Problem to solve: There is one span to output from the data below: the lines starting at the line with "DrJosh9000: > The side" and ending at the line with "- Requires starting". Output it exactly, ends included, nothing more.

+===+

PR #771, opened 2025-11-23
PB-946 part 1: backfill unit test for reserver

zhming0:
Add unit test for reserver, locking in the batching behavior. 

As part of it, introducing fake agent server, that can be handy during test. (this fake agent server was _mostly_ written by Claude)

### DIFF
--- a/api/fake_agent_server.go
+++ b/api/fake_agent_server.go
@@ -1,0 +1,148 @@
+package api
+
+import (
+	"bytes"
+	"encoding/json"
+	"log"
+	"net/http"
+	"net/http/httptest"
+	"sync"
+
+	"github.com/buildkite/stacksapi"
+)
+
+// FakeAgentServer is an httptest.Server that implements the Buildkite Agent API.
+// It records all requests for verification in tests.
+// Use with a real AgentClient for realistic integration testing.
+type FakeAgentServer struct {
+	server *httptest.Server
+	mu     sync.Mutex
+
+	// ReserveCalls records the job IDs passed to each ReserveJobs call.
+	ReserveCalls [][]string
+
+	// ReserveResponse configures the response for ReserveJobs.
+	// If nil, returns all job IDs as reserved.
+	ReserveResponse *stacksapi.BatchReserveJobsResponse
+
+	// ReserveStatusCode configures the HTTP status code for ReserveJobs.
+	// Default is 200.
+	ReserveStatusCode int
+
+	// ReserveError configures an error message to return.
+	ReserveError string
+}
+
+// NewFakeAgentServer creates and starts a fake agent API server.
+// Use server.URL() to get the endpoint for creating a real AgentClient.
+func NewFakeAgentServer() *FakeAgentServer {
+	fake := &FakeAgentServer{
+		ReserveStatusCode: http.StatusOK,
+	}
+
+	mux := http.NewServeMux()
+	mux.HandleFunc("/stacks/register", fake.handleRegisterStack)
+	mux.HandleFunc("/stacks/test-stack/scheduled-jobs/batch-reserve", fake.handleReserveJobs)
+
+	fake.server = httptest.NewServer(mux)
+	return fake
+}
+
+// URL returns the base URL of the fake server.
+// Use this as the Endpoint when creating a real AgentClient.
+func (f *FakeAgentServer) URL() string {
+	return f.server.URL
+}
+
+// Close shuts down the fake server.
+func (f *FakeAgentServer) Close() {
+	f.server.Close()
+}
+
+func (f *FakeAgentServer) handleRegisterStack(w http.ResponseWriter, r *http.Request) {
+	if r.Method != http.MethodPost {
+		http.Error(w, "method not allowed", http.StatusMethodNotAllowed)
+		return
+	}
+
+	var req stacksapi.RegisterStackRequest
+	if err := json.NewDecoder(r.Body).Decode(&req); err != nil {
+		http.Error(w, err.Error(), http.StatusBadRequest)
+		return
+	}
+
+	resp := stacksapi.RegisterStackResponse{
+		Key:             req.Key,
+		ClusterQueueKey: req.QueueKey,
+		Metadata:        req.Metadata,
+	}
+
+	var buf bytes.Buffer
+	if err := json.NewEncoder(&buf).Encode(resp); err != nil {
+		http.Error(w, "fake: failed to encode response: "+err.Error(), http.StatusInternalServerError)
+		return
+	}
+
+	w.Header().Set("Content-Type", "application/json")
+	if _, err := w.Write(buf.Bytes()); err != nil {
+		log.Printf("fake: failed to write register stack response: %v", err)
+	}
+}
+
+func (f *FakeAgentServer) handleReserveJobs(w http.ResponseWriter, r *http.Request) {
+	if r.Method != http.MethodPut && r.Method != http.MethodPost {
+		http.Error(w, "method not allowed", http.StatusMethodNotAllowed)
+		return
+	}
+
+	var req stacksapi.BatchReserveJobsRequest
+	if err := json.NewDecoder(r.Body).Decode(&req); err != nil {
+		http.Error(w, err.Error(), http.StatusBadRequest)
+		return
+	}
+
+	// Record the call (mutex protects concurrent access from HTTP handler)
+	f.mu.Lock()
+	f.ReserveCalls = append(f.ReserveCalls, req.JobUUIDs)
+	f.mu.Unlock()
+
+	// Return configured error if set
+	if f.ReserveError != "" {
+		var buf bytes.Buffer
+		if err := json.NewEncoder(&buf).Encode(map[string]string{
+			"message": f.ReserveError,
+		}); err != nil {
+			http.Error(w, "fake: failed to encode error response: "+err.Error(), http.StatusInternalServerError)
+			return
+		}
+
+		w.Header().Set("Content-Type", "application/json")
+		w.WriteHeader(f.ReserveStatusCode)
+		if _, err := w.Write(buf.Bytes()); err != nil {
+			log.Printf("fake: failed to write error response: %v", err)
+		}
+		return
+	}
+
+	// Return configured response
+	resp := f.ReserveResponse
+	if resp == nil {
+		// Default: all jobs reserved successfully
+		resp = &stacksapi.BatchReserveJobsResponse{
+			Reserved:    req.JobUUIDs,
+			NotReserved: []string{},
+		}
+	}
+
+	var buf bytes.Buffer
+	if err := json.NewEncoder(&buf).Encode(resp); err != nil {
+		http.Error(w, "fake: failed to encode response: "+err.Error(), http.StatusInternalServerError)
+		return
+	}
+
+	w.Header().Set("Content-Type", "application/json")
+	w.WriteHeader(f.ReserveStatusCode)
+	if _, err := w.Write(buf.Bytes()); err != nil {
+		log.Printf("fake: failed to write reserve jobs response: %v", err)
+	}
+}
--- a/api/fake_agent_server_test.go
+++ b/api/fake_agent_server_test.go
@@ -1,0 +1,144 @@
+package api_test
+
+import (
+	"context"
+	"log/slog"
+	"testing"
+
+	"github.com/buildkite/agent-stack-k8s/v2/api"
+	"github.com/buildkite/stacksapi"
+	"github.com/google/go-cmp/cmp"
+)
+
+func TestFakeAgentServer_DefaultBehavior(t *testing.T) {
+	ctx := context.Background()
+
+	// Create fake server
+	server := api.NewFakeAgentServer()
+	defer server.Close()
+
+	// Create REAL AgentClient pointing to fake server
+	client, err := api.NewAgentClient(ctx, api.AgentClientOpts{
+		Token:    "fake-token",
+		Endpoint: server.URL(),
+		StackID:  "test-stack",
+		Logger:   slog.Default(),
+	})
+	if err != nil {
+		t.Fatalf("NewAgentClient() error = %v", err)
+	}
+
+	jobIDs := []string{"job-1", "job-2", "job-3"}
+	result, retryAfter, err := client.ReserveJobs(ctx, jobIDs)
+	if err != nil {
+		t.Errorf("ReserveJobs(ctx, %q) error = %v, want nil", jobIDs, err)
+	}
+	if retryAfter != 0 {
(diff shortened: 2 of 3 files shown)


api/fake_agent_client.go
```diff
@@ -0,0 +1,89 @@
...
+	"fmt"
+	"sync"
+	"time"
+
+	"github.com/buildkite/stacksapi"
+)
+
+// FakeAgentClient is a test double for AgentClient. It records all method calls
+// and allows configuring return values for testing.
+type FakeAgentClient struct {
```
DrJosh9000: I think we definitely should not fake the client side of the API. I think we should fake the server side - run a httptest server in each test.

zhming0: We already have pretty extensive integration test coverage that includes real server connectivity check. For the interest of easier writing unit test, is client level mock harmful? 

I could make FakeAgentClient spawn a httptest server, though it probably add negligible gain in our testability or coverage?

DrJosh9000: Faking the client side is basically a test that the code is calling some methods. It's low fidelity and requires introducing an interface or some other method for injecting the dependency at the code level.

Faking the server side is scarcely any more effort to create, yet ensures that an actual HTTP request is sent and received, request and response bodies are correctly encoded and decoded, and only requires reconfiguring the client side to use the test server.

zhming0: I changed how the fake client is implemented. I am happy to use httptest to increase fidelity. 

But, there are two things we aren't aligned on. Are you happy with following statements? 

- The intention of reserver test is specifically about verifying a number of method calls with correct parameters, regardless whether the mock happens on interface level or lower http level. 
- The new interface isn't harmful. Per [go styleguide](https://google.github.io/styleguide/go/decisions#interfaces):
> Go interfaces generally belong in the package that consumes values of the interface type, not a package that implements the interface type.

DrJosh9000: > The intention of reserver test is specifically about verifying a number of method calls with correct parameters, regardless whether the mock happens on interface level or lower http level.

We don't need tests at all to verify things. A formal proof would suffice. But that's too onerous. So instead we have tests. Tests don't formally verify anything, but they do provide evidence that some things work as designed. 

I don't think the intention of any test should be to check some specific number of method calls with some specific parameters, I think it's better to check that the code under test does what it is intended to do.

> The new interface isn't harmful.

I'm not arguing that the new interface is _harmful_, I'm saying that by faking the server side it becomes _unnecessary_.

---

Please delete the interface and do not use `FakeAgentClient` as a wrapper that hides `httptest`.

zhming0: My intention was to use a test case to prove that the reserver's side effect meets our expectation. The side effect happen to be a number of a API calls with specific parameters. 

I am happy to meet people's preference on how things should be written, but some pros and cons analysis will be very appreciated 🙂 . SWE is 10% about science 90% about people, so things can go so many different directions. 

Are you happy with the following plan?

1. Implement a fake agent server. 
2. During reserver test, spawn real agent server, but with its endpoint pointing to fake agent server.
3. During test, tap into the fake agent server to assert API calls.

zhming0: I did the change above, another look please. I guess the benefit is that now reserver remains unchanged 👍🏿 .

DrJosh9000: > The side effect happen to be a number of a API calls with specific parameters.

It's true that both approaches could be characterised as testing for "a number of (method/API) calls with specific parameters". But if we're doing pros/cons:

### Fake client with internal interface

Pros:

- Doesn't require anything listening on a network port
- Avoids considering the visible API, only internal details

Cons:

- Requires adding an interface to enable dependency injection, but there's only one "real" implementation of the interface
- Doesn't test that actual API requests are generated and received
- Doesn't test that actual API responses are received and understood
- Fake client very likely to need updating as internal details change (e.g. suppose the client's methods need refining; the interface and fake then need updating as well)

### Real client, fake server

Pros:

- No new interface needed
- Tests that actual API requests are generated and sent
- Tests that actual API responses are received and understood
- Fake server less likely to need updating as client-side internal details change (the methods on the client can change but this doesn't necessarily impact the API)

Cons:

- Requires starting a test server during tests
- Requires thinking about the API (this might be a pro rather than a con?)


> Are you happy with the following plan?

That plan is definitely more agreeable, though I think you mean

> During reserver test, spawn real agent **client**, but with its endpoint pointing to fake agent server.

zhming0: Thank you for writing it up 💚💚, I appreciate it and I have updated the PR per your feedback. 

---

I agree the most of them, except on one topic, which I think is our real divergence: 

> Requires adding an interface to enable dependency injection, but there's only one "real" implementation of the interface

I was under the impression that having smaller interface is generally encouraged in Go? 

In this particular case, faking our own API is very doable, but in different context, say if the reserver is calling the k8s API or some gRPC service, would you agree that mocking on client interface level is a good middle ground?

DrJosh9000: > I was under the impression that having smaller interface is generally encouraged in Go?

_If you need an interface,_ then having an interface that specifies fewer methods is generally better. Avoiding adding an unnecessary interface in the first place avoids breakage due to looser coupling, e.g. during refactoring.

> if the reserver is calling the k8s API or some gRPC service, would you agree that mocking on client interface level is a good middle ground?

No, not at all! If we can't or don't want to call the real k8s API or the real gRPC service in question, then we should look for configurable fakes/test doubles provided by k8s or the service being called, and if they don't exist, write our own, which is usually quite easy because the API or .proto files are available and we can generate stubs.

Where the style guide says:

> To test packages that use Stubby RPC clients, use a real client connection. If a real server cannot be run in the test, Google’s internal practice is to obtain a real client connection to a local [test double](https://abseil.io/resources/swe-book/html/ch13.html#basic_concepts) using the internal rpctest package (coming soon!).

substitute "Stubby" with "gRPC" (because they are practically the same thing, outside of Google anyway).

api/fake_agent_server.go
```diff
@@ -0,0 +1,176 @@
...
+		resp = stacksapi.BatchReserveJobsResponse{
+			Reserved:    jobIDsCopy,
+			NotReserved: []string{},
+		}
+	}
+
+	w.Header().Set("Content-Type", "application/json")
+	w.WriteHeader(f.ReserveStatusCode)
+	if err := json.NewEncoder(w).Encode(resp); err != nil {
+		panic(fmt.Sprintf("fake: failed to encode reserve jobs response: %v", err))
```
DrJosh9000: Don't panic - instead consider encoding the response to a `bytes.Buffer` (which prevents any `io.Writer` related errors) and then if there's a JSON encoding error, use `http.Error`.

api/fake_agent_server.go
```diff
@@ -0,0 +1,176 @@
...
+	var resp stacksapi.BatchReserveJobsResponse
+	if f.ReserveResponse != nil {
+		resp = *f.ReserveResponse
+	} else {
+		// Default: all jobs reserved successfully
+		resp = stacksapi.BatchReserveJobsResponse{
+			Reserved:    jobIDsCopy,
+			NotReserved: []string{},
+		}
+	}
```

+===+

Output below:
DrJosh9000: > The side effect happen to be a number of a API calls with specific parameters.

It's true that both approaches could be characterised as testing for "a number of (method/API) calls with specific parameters". But if we're doing pros/cons:

### Fake client with internal interface

Pros:

- Doesn't require anything listening on a network port
- Avoids considering the visible API, only internal details

Cons:

- Requires adding an interface to enable dependency injection, but there's only one "real" implementation of the interface
- Doesn't test that actual API requests are generated and received
- Doesn't test that actual API responses are received and understood
- Fake client very likely to need updating as internal details change (e.g. suppose the client's methods need refining; the interface and fake then need updating as well)

### Real client, fake server

Pros:

- No new interface needed
- Tests that actual API requests are generated and sent
- Tests that actual API responses are received and understood
- Fake server less likely to need updating as client-side internal details change (the methods on the client can change but this doesn't necessarily impact the API)

Cons:

- Requires starting a test server during tests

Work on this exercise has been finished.